Go line by line through the records below. Copy whichever lines contain the string "missed".

── DATA TO PROCESS ──

PR #423, opened 2021-01-15
[MM-31921] Improve error and documentation when file descriptor limit is reached

streamer45:
#### Summary

PR improves the error in case the limit of file descriptors is reached by proposing a working value.

#### Ticket 

https://mattermost.atlassian.net/browse/MM-31921


isacikgoz (approved):
Awesome 🚀

PR #425, opened 2021-01-19
ltctl ssh: extra targets

lieut-data:
#### Summary
Support the following extra `ltctl ssh` targets: `loadtest-proxy` (or just `proxy`), `loadtest-metrics` (or just `metrics`, `grafana`, or `prometheus`).

#### Ticket Link
None.

### DIFF
--- a/deployment/terraform/utils.go
+++ b/deployment/terraform/utils.go
@@ -68,6 +68,14 @@ func (t *Terraform) OpenSSHFor(resource string) error {
 		}
 	}
 	if cmd == nil {
+		switch resource {
+		case "proxy", output.Proxy.Tags.Name:
+			cmd = exec.Command("ssh", fmt.Sprintf("ubuntu@%s", output.Proxy.PublicIP))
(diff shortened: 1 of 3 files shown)


deployment/terraform/utils.go
```diff
@@ -67,6 +67,14 @@ func (t *Terraform) OpenSSHFor(resource string) error {
 			}
 		}
 	}
+	if cmd == nil {
+		switch resource {
```
agnivade, line 71: Can we move this to the upper block?

agnivade (commented):
We should also document the fact that proxy, metrics, prometheus, grafana are secret magic words that also lets you ssh to those boxes. :)

isacikgoz (approved):
Looks good, agree with @agnivade's suggestion.

deployment/terraform/utils.go
lieut-data: Good suggestion! Changes pushed, along with new documentation for using `ltctl ssh`.

agnivade (approved):
Looks amazing!

PR #426, opened 2021-01-26
[MM-31130] Review SimulController action and rates

streamer45:
#### Summary

- Reviewed action rates and frequencies to better match peak load on community.
- Added actions to create public/private channels to `SimulController`.
- Added scroll channel action to `SimulController`.
- Converted action frequencies from int to float to facilitate adding new actions without the need to re-calculate everything.
- Improved fetching users info from posts, added basic mention parsing.

Adding the `Do Not Merge` label since I am still running a few load-tests to quantify the impact of the change. Also I might tweak a few numbers here and there if it makes sense to do so. Other than that the code is ready for review.

#### Ticket

https://mattermost.atlassian.net/browse/MM-31130


loadtest/control/simulcontroller/actions.go
```diff
@@ -1017,3 +1056,92 @@ func searchGroupChannels(u user.User) control.UserActionResponse {
...
+	}
+
+	ids, err := u.GetUsersNotInChannel(team.Id, channelId, 0, 100)
+	if err != nil {
+		return control.UserActionResponse{Err: control.NewUserError(err)}
+	}
+
+	// we pick up to 4 users to add to the channel.
+	for _, id := range pickIds(ids, 1+rand.Intn(4)) {
+		if err := u.AddChannelMember(channelId, id); err != nil {
```
agnivade, line 1092: We are not doing this for creating public channels. Is that because users will join the channel by themselves?

agnivade (commented):
> Converted action frequencies from int to float to facilitate adding new actions without the need to re-calculate everything.

I might have forgotten some details about the algo, but how is changing from int to float helping?

loadtest/control/simulcontroller/actions.go
streamer45: Yes. Ideally we should have an "invite action" to invite users to channel we created and also a "leave channel" one so that they don't grow indefinitely.

> I might have forgotten some details about the algo, but how is changing from int to float helping?

The algorithm is more or less unchanged. The advantage of using float is that if I add an action I can always find a small enough number to fit that in. Before, if the action rate was less than 1 I had to multiply everything else by some constant to make sure the frequencies remained proportional to each other.

agnivade (approved):

isacikgoz (approved):
LGTM 👍

streamer45:
This is finally ready to be merged. I've added a couple of fixes and additions since last time so I am asking for a re-review of the new commits (starting from ff769d6). 

It's all pretty self-explanatory with the exception of a small tweak to the feedback loop. The `stopThreshold` variable was tuned (doubled) to account for the slower rate the controller works at now. This was done to to keep the time it takes to converge close to 1h while still maintaining stable results. I've tested it for a while and everything looked good.

coordinator/coordinator.go
```diff
@@ -132,6 +132,10 @@ func (c *Coordinator) Run() (<-chan struct{}, error) {
 					y: status.ActiveUsers,
 				})
 				latest := getLatestSamples(samples, samplesTimeRange)
+				if len(latest) > 0 {
+					c.log.Debug(fmt.Sprintf("feeback loop info: %d/%d samples, %0.3f slope",
```
agnivade, line 136: Should we use structured logging here?

agnivade (approved):

coordinator/coordinator.go
streamer45: I had it structured before and moved to this because it was getting a bit verbose and harder to read.

isacikgoz (approved):
LGTM 👍

PR #429, opened 2021-02-04
Fix collect ltagent.log files

jespino:
#### Ticket
[MM-32592](https://mattermost.atlassian.net/browse/MM-32592)


streamer45 (approved):
Thanks :+1:

PR #430, opened 2021-02-08
[MM-32670] Replace reset CLI command during automated comparisons

streamer45:
#### Summary

PR replaces the `mattermost reset` CLI command during automated comparisons.
The main reason behind the change is that the `reset` command can cause unnecessary delays during store initialization.

#### Ticket

https://mattermost.atlassian.net/browse/MM-32670

### DIFF
--- a/comparison/loadtest.go
+++ b/comparison/loadtest.go
@@ -157,11 +157,19 @@ func initLoadTest(t *terraform.Terraform, buildCfg BuildConfig, dumpFilename str
 		clients: appClients,
 	}
 
-	binaryPath := "/opt/mattermost/bin/mattermost"
 	resetCmd := cmd{
 		msg:     "Resetting database",
-		value:   fmt.Sprintf("%s reset --confirm", binaryPath),
 		clients: []*ssh.Client{appClients[0]},
+	}
+	switch dpConfig.TerraformDBSettings.InstanceEngine {
+	case "aurora-postgresql":
+		subCmd := fmt.Sprintf("-U %s -h %s %sdb", dpConfig.TerraformDBSettings.UserName, tfOutput.DBCluster.ClusterEndpoint, dpConfig.ClusterName)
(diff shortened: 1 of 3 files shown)


comparison/loadtest.go
```diff
@@ -157,12 +157,20 @@ func initLoadTest(t *terraform.Terraform, buildCfg BuildConfig, dumpFilename str
...
 
-	binaryPath := "/opt/mattermost/bin/mattermost"
 	resetCmd := cmd{
 		msg:     "Resetting database",
-		value:   fmt.Sprintf("%s reset --confirm", binaryPath),
 		clients: []*ssh.Client{appClients[0]},
 	}
+	switch dpConfig.TerraformDBSettings.InstanceEngine {
+	case "aurora-postgresql":
+		subCmd := fmt.Sprintf("-U %s -h %s %sdb", dpConfig.TerraformDBSettings.UserName, tfOutput.DBCluster.ClusterEndpoint, dpConfig.ClusterName)
```
agnivade, line 166: Should we refactor this logic of "ClusterName"+db out?

agnivade (approved):
The user doesn't need to be granted permissions to the new DB again right?

streamer45:
> The user doesn't need to be granted permissions to the new DB again right?

The db is created on behalf of the user so I'd say no. I've quickly tested it and didn't spot any issue.

comparison/loadtest.go
streamer45: Seems reasonable :+1:

agnivade:
Oh, the reason I asked that to be refactored was because it's also used in `(t *Terraform) updateAppConfig`. :P So we should use the method there too.

streamer45:
> Oh, the reason I asked that to be refactored was because it's also used in `(t *Terraform) updateAppConfig`. :P So we should use the method there too.

Alright, you meant a slightly higher level refactor than what I thought, no worries :)

PR #431, opened 2021-02-10
MM-32747: Display command output from ssh commands during ltctl reset

agnivade:
We were doing this elsewhere but missed out on this one. Without this,
the only error message we get is "exit code 1", and the actual command error
is missed out.

https://mattermost.atlassian.net/browse/MM-32747


streamer45:
Thanks :+1:

streamer45 (approved):

PR #797, opened 2024-09-09
Default proxy count to 1

agarciamontoro:
#### Summary
Running a 2-node deployment, I got confused because only one node was getting requests, although both of them were healthy. It took me a while to understand that I was running proxy-less! This happened because I was running an older config with a newer load-test version, so I think it's safer to default the new `ProxyInstanceCount` to 1. This would avoid breaking other people's configurations.

I've also added it to both sample files and the docs.

#### Ticket Link
--

### DIFF
--- a/docs/config/deployer.md
+++ b/docs/config/deployer.md
@@ -154,6 +154,12 @@ The type of EC2 instance for the Job Server. See type [here](https://aws.amazon.
 
 Allows to log the agent service command output (`stdout` & `stderr`) to home directory.
 
+## ProxyInstanceCount
+
+*int*
+
+Number of proxy instances to run. Right now, only values `0` and `1` are allowed. Check [this FAQ](../faq.md#can-i-use-a-custom-load-balancer-like-an-albnlb-in-front-of-the-mattermost-server) for more information.
+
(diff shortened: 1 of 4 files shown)


agnivade (commented):
Can't we do a check during deployment if the number of nodes is greater than 1, and if no external proxy is specified, and proxy_instance_count is 0, then throw an error?

fmartingr (approved):
Agree that this should be the default, but the configuration check could be added to be more future-proof.

agarciamontoro:
> Can't we do a check during deployment if the number of nodes is greater than 1, and if no external proxy is specified, and proxy_instance_count is 0, then throw an error?

Added a validation step for this. Let me know your thoughts :)

agnivade (approved):
Nicely done!

docs/config/deployer.md
```diff
@@ -154,6 +154,12 @@ The type of EC2 instance for the Job Server. See type [here](https://aws.amazon.
 
 Allows to log the agent service command output (`stdout` & `stderr`) to home directory.
 
+## ProxyInstanceCount
```
fmartingr, line 157: 🙇

PR #798, opened 2024-09-12
MM-60020: Cloudwatch exporter

agarciamontoro:
#### Summary
This PR adds a new service to the metrics instance: [YACE](https://github.com/nerdswords/yet-another-cloudwatch-exporter), an exporter for retrieving Cloudwatch metrics into Prometheus. I needed to make a couple of adjustments to make this work:
- I added a new `ClusterName` tag to all resources, since YACE only discovers tagged resources. This will also help us analyze the cost of individual resources and whole clusters after we run large load-tests
- I also added a missing `Name` tag to RDS clusters and instances
- I added a couple of new panels in the default and the Elasticsearch dashboards (see screenshots below)
- I converted the old `dashboard_data.json` file into a template file, and renamed it to `default_dashboard_tmpl.json`

A couple of important issues to note with Cloudwatch metrics:
- These metrics are inherently delayed due to how AWS export them.
- Scraping the Cloudwatch API is not free: $0.01 per 1,000 metrics requested (see the Metrics tab [in this doc](https://aws.amazon.com/cloudwatch/pricing/), the entry for `GetMetricData`).

Considering these two points, YACE is right now configured to get a single data point every 5 minutes, with a 5 minute delay. That is: YACE scrapes Cloudwatch at times T, T+5m, T+10m... and, respectively, get data from T-5m, T, T+5m... This is all configured with the `Period`, `Length` and `Delay` options, which are all set to 300 seconds. [This issue comment](https://github.com/nerdswords/yet-another-cloudwatch-exporter/issues/865#issuecomment-1517656590) is very helpful to understand how that works. We can tune this in the future, probably having more resolution, but I wanted to be conservative at the beginning.

##### New section and panels in default dashboard
image
##### New section and panels in Elasticsearch dashboard
image
##### New panel at the very beginning for instance health checks
image

#### Ticket Link
https://mattermost.atlassian.net/browse/MM-60020


deployment/terraform/assets/cluster.tf
```diff
@@ -198,17 +262,21 @@ EOF
 resource "aws_elasticache_cluster" "redis_server" {
   cluster_id           = "${var.cluster_name}-redis"
   engine               = "redis"
-  node_type            = "${var.redis_node_type}"
+  node_type            = var.redis_node_type
```
agnivade, line 265: Thanks for fixing my mistakes :pray:

deployment/terraform/strings.go
```diff
@@ -319,6 +322,147 @@ Group=ubuntu
...
+        - name: DiskReadOps
+          statistics: [Sum]
+        - name: DiskWriteOps
+          statistics: [Sum]
+        - name: StatusCheckFailed
+          statistics: [Sum]
+        - name: StatusCheckFailed_Instance
+          statistics: [Sum]
+        - name: StatusCheckFailed_System
+          statistics: [Sum]
```
agnivade, line 445: I don't think we need the EC2 metrics. 0/5

agnivade (approved):
Great work! Left a non-blocking comment for your consideration.

deployment/terraform/assets/cluster.tf
agarciamontoro: It was actually my editor :joy:

deployment/terraform/strings.go
agarciamontoro: Yeah, I added those when I was testing the whole thing and did not remove them even though I'm not using them in any of the panels. The only interesting ones may be the `StatusCheckFailed` ones to monitor if an instance is down. Let me see if I can add a panel with that info and I can remove the other ones.

deployment/terraform/assets/cluster.tf
agnivade: Thank you emacs :pray:

agarciamontoro:
Added a new panel plotting the health check of all instances:
image

cpoile (approved):
I'm not sure what I can add, looks good. :)

deployment/terraform/assets/cluster.tf
```diff
@@ -77,6 +82,63 @@ resource "aws_instance" "app_server" {
...
+
+resource "aws_iam_role" "metrics_role" {
+  name               = "${var.cluster_name}-metrics-role"
+  assume_role_policy = data.aws_iam_policy_document.metrics_assume_role.json
+}
+
+resource "aws_iam_instance_profile" "metrics_profile" {
+  name = "metrics_profile"
+  role = aws_iam_role.metrics_role.name
+}
```
streamer45, line 107: @agarciamontoro Heads up this seems to be causing issues on my side, apparently conflicting with other deployments. Getting the following error when deploying:

```
info  [2024-09-25 15:49:43.890 -06:00] │ Error: creating IAM Instance Profile (metrics_profile): operation error IAM: CreateInstanceProfile, https response error StatusCode: 409, RequestID: 5a5d50ea-fa2d-411b-b185-2009a4975393, EntityAlreadyExists: Instance Profile metrics_profile already exists. caller="terraform/engine.go:97"
```

agarciamontoro: Of course! :facepalm: Thank you for catching this!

───

**RESULT OF THIS TASK:**
We were doing this elsewhere but missed out on this one. Without this,
is missed out.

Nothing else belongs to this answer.